Hoje, no Brasil, a lógica que prevalece nas organizações públicas prestadoras
de serviços, em especial da saúde, não é do atendimento da satisfação das demandas
da sua clientela, mas dos próprios funcionários, dos interesses burocráticos, que
perpassam as organizações públicas. Isto ainda é consequência do autoritarismo, do
descompromisso com a coisa pública, onde não atender nada significa, porque as
classes subalternas não têm direitos, mas apenas o dever de submissão. O direito é
apenas das classes privilegiadas de ganharem mais, mesmo que isso não reverta
para a população. Isto não é privilégio apenas da saúde, mas do setor social, no seu
conjunto.
Nesse contexto, acreditamos que mudar a prática dos serviços públicos não
implica apenas racionalizar através do planejamento da ação e do controle, mas do
envolvimento, do compromisso dos membros da organização com seus objetivos.

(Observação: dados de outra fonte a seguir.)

PR #72, opened 2023-08-11
docs: ADR for pagination and repr of single taxonomy view api [FC-0030]

ChrisChV:
This PR adds an ADR to define the representation of the tags and the pagination in the single taxonomy view api

Reference issue: https://github.com/openedx/modular-learning/issues/75

### DIFF
--- a/docs/decisions/0014-single-taxonomy-view-api.rst
+++ b/docs/decisions/0014-single-taxonomy-view-api.rst
@@ -7,8 +7,8 @@ Context
 
 This view returns tags of a closed taxonomy (for MVP has not been implemented yet
 for open taxonomies). It is necessary to make a decision about what structure the tags are going 
-to have and how the pagination is going to work. It was taken into account that a taxonomy can
-have a large number of tags and are mostly represented as trees.
+to have, how the pagination is going to work and how will the search for tags be implemented.
+It was taken into account that a taxonomy can have a large number of tags and are mostly represented as trees.
 
 **Branch:** Is the representation of a root Tag and all its children up to the leaves.
 
@@ -82,6 +82,17 @@ Children do not affect pagination in any way.
   the branch has hundreds of children, and they would still all be brought.
 
 
+Search tags
+~~~~~~~~~~~~
+
+Support tag search on the backend. Return a subset of matching tags in the format proposed
+in this document.
+
+**Pros**
+
+- It is the most scalable way.
+
+
 Rejected Options
 -----------------
 
@@ -131,3 +142,15 @@ Ex. If the ``page_size`` is 100, when fetching the first root tag, which has 10 
 - All branches are variable in size, therefore a variable number of root tags
   would be returned. This would cause interfaces between taxonomies to be inconsistent
   in the number of root tags shown.
+
+
+Search on frontend
+~~~~~~~~~~~~~~~~~~
+
+We constrain the number of tags allowed in a taxonomy for MVP, so that the API 
+can return all the tags in one page. So we can perform the tag search on the frontend.
+
+**Cons:**
+
+- It is not scalable
+- Sets limits of tags that can be created in the taxonomy
--- a/docs/decisions/0014-single-taxonomy-view-api.rst
+++ b/docs/decisions/0014-single-taxonomy-view-api.rst
@@ -14,10 +14,21 @@ It was taken into account that a taxonomy can have a large number of tags and ar
 
 For the decisions, the following use cases were taken into account:
 
-- List of root tags that can be expanded to show children tags.
-    - This list can be sorted alphabetically: A-Z (default) and Z-A
-- The user can expand all root tags.
-- The user can search for tags.
+- As a taxonomy administrator, I want to see all the tags available for use with a closed taxonomy,
+  so that I can see the taxonomy's structure in the management interface.
+     - As a taxonomy administrator, I want to see the available tags as a lits of root tags
+       that can be expanded to show children tags.
+     - As a taxonomy administrator, I want to sort the list of root tags alphabetically: A-Z (default) and Z-A.
+     - As a taxonomy administrator, I want to expand all root tags to see all children tags.
+     - As a taxonomy administrator, I want to search for tags, so I can find root and children tags more easily.
+- (TODO: discuss with UX) As a course author, when I am editing the tags of a component, I want to see all the tags available
+  from a particular taxonomy that I can use.
+
+Excluded use cases:
+
+- As a content author, when searching/filtering a course/library, I want to see which tags are applied to the content
+  and use them to refine my search. - This is excluded from this API's use case because this is automatically handled
+  by elasticsearch/opensearch.
 
 
 Decision
--- a/docs/decisions/0014-single-taxonomy-view-api.rst
+++ b/docs/decisions/0014-single-taxonomy-view-api.rst
@@ -1,0 +1,126 @@
+13. Single taxonomy view API
+=====================================
+
+
+Context
+--------
+
+This view returns tags of a closed taxonomy (for MVP has not been implemented yet
+for open taxonomies). It is necessary to make a decision about what structure the tags are going 
+to have and how the pagination is going to work. It was taken into account that a taxonomy can
+have a large number of tags and are mostly represented as trees.
+
+**Branch:** Is the representation of a root Tag and all its children up to the leaves.
+
+
+Decision
+---------
+
+
+Tag representation
+~~~~~~~~
+
+Return a list of root tags and within each one have the list of children tags. Each root would have
+its entire branch. The list of root tags will be ordered alphabetically as is each listing at each level of the tree.
+
+{
+    "count": 100,
+    "tags": [
+        {
+            "id": "tag_1",
+            "value": "Tag 1",
+            "taxonomy_id": "1",
+            "sub_tags": [
+                {
+                    "id": "tag_2",
+                    "value": "Tag 2",
+                    "taxonomy_id": "1",
+                    "sub_tags": [
+                        (....)
+                    ]
+                },
+                (....)
+            ]
+        },
+        (....)
+    ]
+}
+
+
+**Pros:**
+
+- The edX's interfaces show the tags in the form of a tree.
+- The frontend needs no further processing as it is in a displayable format.
+- It is kept as a simple implementation.
+
+**Cons:**
+
+- More implementation on the API side.
+
+
+Pagination
+~~~~~~~~~~~
+
+Apply the pagination only in the root tags and bring the entire branch of each root.
+Children do not affect pagination in any way.
+
+**Pros**
+
+- It is the simplest way.
+
+**Cons**
+
+- The children would not have pagination, in the long run there may be cases in which
+  the branch has hundreds of children, and they would still all be brought.
+
+
+Rejected Options
+-----------------
+
+
+Render as a simple list of tags
+~~~~~~~~~~~~~~~~~~~~~~~~~~~~~~~~
+
+Return a simple list of tags, regardless of whether it is root or leaf.
+
+**Pros:**
+
+- It is simple and does not need further implementation and processing in the API.
+
+**Cons:**
+
+- It is more work to re-process all that list in the frontend to know who it is
+whose father.
+- In no edX's interface is it used this way and it would be a very specific use case.
+- Pagination would be more complicated to perform.
+
+
+
+Get the branch in another call
+~~~~~~~~~~~~~~~~~~~~~~~~~~~~~~~~
+
+
+Get the root tags in one call and all children tags of a branch in another call.
+This second function is called when the user expands the parent tag.
+
+**Cons:**
+
+- In the UI there is the functionality *Expand all*, another view would have to 
+  be made to handle this functionality in a scalable way.
+- A user could make many calls; every time a parent is opened.
+
+
+
+Add the children to the pagination
+~~~~~~~~~~~~~~~~~~~~~~~~~~~~~~~~~~~~
+
+Ex. If the ``page_size`` is 100, when fetching the first root tag, which has 10 children tags, 
+11 tags are counted for the total and there would be reamin 89 tags to be obtained.
+
+**Cons:**
+
+- If there is a branch with a number of tags that exceeds ``page_size``, 
+  it would only return that branch.
+- All branches are variable in size, therefore a variable number of root tags
+  would be returned. This would cause interfaces between taxonomies to be inconsistent
+  in the number of root tags shown.
--- a/docs/decisions/0014-single-taxonomy-view-api.rst
+++ b/docs/decisions/0014-single-taxonomy-view-api.rst
@@ -56,7 +56,7 @@ In both cases the results are paginated. In addition to the common pagination me
 - Total number of pages.
 - Total number of root/children tags.
 - Range index of current page, Ex. Page 1: 1-12, Page 2: 13-24.
-- Total number of children of each root tag.
+- Total number of children of each tag.
 
 The pagination of root tags and child tags are independent.
 In order to be able to fulfill the functionality of "Expand-all" in a scalable way,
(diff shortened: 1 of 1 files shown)


openedx-webhooks:

- supporting documentation

docs/decisions/0014-single-taxonomy-view-api.rst
```diff
@@ -0,0 +1,126 @@
...
+Return a simple list of tags, regardless of whether it is root or leaf.
+
+**Pros:**
+
+- It is simple and does not need further implementation and processing in the API.
+
+**Cons:**
+
+- It is more work to re-process all that list in the frontend to know who it is
+whose father.
```
pomegranited, line 93: formatting nit:
```suggestion
- It is more work to re-process all that list in the frontend to know who it is whose father.
```

docs/decisions/0014-single-taxonomy-view-api.rst
```diff
@@ -0,0 +1,126 @@
...
+Children do not affect pagination in any way.
+
+**Pros**
+
+- It is the simplest way.
+
+**Cons**
+
+- The children would not have pagination, in the long run there may be cases in which
+  the branch has hundreds of children, and they would still all be brought.
```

O discurso das chamadas classes médias sobre a questão social, a produção
de serviços, passa, mais, pela inexistência de recursos do que pela busca de
mecanismos que de fato mudem a prática dos serviços. Não podemos negar que há
experiências importantes, mas pouco se fez para entender o que elas significam e os
fatores determinantes do seu êxito.
Com o SUDS, a reorientação dos serviços de saúde teria uma possibilidade
concreta para tirar o setor público da marginalidade. No entanto, os interesses
dominantes do setor privado ainda estão fortes e articulados com as instituições
públicas responsáveis pelos recursos de saúde. Contudo, isto não se modifica como
um passe de mágica, pois instituição do tamanho e da significação do Inamps não
muda sua prática apenas pela vontade dos burocratas progressistas, no dizer de
Campos (1988), no poder. Isso não se resolve, apenas, com o discurso dos
planejadores, mas com medidas concretas, com o controle dos recursos pelos órgãos
comprometidos com a saúde da população, e com a mudança das práticas dos
serviços.
Os responsáveis em implementar estas novas propostas ainda permanecem
no discurso, sem conseguir oferecer serviços eficazes, que, inclusive, coloquem a
população como aliada. O movimento até hoje realizado em prol de uma nova política
foi por melhores salários. SUDS significou ganhar mais para mudar.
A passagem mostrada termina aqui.